The output should be exactly the lines from the one containing "Merge rejected incoming" through the last line of the records, and only those.

BEGIN

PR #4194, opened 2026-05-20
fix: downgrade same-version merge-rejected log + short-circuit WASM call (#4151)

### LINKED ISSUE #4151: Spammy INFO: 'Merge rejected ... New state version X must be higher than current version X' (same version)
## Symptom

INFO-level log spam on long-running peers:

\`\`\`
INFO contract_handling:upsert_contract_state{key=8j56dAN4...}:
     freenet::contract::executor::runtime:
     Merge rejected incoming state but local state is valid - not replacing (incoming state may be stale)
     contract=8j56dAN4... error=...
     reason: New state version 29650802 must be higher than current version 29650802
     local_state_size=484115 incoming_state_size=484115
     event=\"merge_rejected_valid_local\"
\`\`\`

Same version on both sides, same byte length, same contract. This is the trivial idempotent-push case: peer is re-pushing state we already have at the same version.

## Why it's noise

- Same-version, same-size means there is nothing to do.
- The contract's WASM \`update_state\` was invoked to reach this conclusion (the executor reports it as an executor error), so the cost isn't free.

END

#### [Solution for this problem]
     Merge rejected incoming state but local state is valid - not replacing (incoming state may be stale)
     contract=8j56dAN4... error=...
     reason: New state version 29650802 must be higher than current version 29650802
     local_state_size=484115 incoming_state_size=484115
     event=\"merge_rejected_valid_local\"
\`\`\`

Same version on both sides, same byte length, same contract. This is the trivial idempotent-push case: peer is re-pushing state we already have at the same version.

## Why it's noise

- Same-version, same-size means there is nothing to do.
- The contract's WASM \`update_state\` was invoked to reach this conclusion (the executor reports it as an executor error), so the cost isn't free.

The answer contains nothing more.